**Task brief:** The output should consist solely of the line containing "JustinPrivitera: int64" and the lines that follow it through the end of the data below.

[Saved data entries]
+ + + + +

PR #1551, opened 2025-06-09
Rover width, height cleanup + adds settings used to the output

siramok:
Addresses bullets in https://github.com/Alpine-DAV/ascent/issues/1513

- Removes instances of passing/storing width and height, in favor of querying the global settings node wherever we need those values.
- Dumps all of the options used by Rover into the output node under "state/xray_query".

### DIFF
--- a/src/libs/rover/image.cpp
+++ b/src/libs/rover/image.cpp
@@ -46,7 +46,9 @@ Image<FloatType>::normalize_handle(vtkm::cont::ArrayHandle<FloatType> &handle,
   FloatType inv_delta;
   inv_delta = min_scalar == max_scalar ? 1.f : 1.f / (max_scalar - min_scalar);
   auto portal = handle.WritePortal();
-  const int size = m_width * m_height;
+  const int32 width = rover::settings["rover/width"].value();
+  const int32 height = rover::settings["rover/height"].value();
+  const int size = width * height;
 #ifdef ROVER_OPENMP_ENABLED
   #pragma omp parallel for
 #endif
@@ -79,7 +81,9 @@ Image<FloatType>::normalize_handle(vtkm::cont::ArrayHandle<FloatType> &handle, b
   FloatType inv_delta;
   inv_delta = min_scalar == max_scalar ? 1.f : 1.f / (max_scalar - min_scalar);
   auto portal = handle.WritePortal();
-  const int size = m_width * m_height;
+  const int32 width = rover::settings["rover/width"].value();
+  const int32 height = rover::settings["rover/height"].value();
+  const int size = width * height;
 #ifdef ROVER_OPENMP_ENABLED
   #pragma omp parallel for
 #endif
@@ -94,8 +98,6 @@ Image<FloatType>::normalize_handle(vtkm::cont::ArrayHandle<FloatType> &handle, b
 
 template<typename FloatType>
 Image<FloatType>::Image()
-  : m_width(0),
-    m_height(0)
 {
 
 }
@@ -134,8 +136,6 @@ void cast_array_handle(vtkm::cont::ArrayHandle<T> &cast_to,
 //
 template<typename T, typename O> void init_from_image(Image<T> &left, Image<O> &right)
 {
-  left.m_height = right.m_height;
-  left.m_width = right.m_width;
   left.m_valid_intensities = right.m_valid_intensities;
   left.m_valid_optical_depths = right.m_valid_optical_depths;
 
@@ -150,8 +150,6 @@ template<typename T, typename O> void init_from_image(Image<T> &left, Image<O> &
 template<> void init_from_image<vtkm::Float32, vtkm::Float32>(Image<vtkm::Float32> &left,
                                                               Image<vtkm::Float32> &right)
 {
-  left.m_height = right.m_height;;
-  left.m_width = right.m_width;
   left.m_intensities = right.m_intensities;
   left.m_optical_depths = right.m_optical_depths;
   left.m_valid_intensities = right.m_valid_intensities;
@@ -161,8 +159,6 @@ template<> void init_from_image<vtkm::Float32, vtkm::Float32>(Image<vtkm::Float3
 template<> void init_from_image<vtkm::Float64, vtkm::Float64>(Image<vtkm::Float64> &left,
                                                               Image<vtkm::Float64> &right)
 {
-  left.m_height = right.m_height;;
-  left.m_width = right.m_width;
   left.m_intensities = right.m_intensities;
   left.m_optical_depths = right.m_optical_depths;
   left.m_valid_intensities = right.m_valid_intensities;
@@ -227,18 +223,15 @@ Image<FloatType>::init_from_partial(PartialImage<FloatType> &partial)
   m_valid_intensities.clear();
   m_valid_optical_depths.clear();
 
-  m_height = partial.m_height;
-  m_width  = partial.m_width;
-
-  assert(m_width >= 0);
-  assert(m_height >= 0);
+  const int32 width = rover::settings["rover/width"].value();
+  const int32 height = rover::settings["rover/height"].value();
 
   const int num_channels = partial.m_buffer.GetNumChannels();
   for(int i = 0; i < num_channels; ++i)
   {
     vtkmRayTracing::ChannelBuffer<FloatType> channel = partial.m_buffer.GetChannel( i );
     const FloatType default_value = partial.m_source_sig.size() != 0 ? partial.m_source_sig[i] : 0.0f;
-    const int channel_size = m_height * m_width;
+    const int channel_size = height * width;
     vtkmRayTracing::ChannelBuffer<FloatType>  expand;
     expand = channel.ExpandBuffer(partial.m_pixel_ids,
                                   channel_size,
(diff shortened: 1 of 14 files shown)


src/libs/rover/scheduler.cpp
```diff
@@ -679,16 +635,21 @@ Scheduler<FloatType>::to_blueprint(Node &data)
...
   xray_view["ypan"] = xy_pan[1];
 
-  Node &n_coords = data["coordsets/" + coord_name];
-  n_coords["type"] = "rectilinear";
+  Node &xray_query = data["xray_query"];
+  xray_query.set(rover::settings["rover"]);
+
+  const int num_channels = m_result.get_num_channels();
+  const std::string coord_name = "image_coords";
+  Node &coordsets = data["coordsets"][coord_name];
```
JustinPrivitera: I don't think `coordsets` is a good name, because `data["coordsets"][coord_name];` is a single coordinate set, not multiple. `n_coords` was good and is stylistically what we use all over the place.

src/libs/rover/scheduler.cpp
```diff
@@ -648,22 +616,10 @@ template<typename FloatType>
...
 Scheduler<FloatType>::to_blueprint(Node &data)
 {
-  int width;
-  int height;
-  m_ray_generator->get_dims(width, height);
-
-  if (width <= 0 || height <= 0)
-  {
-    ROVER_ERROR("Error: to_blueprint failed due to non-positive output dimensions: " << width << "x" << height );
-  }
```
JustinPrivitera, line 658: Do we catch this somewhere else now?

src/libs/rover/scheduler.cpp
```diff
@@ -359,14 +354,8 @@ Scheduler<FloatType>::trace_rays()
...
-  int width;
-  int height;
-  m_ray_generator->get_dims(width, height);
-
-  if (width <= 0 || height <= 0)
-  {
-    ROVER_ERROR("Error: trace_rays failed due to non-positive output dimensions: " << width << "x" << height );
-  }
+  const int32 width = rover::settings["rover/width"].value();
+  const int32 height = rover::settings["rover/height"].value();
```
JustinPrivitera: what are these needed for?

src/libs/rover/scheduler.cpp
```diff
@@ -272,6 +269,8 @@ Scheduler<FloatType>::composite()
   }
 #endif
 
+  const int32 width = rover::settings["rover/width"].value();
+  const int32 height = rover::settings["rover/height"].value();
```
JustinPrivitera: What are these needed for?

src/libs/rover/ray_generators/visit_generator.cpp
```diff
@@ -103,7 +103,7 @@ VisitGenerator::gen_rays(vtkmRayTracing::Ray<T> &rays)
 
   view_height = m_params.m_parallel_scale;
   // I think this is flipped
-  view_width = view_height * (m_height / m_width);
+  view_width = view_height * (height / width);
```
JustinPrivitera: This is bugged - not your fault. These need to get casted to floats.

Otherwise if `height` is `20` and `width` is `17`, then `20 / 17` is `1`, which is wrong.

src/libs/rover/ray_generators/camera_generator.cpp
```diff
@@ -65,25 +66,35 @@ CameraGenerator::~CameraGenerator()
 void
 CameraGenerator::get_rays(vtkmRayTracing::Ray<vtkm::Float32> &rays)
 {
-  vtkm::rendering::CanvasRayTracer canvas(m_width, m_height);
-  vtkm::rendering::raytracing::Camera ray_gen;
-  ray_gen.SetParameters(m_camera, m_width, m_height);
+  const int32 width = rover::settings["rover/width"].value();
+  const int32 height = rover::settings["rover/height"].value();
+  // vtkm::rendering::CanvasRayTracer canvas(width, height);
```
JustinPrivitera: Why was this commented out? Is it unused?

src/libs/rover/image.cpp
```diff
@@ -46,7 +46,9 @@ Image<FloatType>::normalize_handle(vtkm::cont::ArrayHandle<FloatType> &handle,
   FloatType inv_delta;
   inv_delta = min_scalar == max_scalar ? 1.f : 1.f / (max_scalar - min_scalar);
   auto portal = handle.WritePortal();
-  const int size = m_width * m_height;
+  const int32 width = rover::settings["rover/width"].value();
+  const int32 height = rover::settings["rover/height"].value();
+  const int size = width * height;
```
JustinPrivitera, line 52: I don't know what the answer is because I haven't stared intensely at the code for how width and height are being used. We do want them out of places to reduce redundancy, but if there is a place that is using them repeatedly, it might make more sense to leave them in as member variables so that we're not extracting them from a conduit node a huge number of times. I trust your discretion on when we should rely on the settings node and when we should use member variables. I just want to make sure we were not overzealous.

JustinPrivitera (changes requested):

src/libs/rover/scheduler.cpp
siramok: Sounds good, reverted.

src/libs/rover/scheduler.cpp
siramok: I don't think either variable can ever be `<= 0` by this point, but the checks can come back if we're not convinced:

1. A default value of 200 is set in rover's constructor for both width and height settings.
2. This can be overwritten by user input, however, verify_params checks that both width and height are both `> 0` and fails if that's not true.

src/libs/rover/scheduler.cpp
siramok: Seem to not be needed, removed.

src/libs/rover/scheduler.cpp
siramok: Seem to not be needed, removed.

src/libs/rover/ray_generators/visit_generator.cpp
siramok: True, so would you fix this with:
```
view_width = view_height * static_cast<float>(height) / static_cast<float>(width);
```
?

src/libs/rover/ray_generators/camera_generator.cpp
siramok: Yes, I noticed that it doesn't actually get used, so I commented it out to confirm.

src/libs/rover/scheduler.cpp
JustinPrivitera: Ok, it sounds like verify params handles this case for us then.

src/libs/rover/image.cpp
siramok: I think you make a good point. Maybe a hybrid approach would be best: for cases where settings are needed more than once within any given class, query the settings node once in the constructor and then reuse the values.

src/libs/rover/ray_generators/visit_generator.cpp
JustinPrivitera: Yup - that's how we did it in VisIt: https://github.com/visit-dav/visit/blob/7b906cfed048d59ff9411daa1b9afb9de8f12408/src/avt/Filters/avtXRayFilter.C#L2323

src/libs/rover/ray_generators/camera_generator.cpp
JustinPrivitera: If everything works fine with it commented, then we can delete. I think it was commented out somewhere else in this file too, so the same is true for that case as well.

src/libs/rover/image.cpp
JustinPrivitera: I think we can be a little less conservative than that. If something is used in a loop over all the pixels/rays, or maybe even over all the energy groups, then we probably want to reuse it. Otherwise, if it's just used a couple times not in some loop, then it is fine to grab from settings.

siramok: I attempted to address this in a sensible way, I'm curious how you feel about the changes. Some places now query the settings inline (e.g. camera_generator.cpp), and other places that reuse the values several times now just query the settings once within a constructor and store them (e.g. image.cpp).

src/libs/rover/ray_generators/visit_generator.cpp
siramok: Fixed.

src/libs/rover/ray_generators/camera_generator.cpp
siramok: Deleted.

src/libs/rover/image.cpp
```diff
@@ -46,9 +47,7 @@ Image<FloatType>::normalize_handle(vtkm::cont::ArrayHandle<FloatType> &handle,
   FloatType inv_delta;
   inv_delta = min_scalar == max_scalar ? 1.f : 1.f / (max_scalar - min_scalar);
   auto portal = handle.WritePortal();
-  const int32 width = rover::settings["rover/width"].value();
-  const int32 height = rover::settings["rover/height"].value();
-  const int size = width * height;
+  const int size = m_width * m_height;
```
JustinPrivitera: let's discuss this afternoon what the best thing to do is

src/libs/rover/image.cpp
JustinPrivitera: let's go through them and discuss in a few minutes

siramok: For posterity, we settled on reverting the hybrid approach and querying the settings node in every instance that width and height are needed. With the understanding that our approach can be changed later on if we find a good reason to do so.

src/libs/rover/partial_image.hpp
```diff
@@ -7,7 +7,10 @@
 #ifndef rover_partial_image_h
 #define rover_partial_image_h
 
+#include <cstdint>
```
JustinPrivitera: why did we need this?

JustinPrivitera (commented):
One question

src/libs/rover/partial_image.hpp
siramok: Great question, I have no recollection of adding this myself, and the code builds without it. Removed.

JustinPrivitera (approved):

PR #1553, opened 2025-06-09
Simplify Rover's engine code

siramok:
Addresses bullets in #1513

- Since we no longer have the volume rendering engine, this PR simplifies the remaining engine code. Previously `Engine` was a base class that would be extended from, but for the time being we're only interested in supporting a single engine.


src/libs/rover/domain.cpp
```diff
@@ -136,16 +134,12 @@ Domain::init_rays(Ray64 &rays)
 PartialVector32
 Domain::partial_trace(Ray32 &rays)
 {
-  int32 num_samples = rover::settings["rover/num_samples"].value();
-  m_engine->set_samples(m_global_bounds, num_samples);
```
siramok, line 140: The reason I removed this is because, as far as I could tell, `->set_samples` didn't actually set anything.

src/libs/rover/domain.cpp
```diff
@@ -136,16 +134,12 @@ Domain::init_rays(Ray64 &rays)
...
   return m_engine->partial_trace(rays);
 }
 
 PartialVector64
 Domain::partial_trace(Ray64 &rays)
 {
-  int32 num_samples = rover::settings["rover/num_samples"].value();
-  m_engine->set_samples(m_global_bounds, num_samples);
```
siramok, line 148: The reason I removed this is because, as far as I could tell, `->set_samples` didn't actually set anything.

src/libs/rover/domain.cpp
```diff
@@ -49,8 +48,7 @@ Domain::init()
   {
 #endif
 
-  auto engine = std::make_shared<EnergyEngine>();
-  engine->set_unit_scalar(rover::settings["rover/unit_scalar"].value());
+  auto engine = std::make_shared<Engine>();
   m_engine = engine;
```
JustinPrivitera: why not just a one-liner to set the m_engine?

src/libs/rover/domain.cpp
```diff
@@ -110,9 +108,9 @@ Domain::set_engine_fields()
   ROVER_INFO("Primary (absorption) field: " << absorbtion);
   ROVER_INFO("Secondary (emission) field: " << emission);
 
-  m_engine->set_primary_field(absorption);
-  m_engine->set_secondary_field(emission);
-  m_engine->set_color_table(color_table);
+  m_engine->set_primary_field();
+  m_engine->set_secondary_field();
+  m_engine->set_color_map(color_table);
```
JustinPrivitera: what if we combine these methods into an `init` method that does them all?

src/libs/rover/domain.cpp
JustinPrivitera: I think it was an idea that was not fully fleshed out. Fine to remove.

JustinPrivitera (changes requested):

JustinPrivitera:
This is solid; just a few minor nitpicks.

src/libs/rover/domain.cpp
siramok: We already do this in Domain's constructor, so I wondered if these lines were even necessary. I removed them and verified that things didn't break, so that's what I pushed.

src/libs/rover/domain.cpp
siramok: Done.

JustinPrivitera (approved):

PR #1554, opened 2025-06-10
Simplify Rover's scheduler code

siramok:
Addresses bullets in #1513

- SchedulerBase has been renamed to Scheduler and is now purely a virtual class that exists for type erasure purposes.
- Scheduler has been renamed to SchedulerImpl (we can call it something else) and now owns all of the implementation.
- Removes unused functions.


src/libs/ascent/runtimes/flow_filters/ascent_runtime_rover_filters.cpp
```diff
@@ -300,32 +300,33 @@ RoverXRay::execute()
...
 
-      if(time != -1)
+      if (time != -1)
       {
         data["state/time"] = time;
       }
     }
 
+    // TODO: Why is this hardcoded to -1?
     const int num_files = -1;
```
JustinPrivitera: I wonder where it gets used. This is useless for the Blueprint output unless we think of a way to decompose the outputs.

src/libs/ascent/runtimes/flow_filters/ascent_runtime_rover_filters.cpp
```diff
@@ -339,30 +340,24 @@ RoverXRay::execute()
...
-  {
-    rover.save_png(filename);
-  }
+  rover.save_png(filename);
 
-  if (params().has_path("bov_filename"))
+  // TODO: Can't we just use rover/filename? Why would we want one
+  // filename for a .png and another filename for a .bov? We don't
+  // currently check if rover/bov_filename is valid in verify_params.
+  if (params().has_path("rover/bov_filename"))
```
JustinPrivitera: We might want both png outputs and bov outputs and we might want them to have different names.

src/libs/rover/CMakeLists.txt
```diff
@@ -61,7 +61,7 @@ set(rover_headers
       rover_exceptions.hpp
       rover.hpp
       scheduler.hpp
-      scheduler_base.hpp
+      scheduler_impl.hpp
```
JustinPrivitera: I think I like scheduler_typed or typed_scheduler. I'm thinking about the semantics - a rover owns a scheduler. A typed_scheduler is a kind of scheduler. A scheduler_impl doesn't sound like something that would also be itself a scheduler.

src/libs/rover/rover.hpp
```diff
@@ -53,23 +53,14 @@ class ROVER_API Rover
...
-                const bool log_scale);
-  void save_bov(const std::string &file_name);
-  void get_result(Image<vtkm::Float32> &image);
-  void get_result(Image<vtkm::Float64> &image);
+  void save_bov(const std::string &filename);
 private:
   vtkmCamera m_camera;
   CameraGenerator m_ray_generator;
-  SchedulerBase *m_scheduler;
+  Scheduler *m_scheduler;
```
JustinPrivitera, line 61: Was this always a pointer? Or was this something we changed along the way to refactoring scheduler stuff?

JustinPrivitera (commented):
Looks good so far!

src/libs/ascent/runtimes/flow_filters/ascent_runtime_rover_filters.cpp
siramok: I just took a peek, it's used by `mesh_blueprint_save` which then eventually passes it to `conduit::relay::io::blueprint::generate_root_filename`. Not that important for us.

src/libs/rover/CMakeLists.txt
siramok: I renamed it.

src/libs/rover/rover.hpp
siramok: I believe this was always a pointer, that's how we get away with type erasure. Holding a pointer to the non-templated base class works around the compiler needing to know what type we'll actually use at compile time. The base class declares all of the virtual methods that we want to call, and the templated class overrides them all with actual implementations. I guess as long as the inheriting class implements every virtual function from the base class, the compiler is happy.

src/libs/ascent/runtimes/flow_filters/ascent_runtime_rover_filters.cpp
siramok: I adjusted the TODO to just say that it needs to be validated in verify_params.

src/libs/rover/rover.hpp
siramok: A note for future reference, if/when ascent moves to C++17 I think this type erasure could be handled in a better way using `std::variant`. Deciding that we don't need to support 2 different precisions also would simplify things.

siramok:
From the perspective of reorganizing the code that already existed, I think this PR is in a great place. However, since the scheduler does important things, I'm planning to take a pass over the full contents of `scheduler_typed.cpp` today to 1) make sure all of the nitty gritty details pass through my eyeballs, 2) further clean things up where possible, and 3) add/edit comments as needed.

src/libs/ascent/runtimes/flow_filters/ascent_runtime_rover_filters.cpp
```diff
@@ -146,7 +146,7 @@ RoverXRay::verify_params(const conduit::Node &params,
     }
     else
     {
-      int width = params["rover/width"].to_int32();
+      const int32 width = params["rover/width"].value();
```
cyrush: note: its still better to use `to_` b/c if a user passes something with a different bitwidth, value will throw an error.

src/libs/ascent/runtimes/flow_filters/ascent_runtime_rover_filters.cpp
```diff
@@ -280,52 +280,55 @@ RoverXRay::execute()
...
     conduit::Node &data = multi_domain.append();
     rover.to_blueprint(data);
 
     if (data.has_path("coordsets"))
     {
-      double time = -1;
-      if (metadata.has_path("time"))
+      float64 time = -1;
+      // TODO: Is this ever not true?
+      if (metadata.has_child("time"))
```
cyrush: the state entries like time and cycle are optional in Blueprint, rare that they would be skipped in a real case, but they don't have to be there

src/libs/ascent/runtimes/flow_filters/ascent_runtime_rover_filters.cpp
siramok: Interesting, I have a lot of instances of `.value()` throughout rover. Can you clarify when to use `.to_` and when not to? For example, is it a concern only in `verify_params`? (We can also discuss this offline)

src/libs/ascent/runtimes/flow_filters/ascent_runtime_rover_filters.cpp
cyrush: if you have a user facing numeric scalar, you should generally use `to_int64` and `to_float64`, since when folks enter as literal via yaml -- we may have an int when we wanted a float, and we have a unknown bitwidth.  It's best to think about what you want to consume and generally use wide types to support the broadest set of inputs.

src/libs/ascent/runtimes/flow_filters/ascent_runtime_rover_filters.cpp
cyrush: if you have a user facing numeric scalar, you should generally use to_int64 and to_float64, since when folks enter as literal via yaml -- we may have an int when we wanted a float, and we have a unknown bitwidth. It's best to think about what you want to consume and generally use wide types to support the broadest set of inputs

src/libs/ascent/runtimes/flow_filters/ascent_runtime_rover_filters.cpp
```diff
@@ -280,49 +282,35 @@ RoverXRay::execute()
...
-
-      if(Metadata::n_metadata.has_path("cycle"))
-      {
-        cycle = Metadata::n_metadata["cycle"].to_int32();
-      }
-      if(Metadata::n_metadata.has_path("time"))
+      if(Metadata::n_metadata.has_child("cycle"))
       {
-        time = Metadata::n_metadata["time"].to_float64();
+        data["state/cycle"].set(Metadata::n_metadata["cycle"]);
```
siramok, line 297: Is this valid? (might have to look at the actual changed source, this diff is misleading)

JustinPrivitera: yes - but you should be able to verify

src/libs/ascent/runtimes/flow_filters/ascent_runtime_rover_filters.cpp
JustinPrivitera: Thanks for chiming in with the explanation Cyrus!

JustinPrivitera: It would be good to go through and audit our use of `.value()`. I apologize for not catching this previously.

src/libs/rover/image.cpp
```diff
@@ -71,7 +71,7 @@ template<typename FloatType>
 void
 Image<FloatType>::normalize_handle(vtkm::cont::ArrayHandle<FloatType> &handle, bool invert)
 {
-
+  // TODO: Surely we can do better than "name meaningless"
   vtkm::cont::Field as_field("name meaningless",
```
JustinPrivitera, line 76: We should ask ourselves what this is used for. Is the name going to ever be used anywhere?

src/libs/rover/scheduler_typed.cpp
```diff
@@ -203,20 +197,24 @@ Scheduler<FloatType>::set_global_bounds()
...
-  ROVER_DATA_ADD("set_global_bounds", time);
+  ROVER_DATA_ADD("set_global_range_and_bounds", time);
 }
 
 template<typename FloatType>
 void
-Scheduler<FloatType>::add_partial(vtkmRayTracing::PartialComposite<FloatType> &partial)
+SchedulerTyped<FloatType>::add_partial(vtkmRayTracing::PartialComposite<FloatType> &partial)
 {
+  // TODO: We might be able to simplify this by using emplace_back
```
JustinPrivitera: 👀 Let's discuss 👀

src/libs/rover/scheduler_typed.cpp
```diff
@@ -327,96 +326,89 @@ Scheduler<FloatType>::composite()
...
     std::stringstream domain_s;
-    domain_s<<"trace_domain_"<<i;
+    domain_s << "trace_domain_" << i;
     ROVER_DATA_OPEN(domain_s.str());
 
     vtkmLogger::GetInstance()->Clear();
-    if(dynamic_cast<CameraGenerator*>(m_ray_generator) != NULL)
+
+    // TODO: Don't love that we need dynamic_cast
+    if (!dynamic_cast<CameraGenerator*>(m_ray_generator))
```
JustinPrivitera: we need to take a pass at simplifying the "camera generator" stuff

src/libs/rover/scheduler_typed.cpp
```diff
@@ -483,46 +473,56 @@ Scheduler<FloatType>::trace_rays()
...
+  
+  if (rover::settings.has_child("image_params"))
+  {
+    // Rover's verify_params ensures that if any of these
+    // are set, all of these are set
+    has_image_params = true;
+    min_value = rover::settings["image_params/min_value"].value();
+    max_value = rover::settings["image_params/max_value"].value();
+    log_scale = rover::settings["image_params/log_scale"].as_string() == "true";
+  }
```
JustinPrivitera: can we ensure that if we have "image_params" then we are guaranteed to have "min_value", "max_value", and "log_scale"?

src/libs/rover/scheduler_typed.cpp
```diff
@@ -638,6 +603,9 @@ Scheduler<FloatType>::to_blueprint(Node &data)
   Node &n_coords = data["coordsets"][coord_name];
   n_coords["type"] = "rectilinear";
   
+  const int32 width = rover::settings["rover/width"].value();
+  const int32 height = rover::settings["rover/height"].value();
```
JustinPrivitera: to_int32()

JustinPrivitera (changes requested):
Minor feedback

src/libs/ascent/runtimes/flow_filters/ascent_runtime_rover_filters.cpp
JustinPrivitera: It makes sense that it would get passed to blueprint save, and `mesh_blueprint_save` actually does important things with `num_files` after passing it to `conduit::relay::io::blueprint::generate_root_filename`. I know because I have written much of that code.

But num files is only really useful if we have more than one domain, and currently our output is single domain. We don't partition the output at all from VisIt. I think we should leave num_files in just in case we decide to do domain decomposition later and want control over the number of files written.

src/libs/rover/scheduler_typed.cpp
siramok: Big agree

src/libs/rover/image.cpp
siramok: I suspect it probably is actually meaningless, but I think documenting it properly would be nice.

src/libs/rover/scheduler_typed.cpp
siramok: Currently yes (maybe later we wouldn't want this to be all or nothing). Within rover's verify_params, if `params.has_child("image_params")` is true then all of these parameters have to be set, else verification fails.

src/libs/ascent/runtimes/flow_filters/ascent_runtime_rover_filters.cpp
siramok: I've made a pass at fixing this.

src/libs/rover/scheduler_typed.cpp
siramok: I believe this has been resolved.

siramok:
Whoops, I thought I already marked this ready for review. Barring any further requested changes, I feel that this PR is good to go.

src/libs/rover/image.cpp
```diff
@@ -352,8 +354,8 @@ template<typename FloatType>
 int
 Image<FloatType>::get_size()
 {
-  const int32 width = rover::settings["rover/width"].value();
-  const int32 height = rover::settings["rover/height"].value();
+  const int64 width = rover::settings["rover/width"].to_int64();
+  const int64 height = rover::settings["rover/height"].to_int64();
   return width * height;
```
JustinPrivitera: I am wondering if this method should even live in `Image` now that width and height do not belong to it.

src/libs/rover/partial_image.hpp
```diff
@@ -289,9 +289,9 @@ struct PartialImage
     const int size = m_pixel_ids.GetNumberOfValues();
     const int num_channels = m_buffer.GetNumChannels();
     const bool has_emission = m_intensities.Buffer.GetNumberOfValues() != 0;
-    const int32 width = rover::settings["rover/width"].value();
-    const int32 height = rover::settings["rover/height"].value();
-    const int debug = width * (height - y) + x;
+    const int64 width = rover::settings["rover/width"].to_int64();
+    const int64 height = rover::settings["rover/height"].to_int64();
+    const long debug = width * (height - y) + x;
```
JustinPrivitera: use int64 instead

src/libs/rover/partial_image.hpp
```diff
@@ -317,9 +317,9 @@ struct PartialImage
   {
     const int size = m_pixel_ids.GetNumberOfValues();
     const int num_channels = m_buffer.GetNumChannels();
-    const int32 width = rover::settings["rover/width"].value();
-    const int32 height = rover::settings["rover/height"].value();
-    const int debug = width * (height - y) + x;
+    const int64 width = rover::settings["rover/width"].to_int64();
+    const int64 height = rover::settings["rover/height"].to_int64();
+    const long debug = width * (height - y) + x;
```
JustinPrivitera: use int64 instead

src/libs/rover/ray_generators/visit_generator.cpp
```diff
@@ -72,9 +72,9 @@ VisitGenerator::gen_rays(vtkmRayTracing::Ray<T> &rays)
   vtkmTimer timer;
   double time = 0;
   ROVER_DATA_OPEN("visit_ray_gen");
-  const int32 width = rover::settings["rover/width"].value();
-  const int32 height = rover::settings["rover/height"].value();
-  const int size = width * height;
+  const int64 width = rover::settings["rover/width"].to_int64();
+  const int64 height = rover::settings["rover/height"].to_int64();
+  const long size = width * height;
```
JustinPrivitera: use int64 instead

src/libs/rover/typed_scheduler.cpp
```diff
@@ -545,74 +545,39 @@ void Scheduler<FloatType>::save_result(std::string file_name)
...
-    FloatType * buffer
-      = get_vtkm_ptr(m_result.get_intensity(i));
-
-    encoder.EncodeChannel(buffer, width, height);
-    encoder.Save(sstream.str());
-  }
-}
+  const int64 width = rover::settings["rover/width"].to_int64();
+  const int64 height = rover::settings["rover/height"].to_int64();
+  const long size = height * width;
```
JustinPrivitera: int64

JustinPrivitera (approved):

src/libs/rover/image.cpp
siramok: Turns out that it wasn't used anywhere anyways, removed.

+ + + + +

**Answer to the problem:**
JustinPrivitera: int64

JustinPrivitera (approved):

src/libs/rover/image.cpp
siramok: Turns out that it wasn't used anywhere anyways, removed.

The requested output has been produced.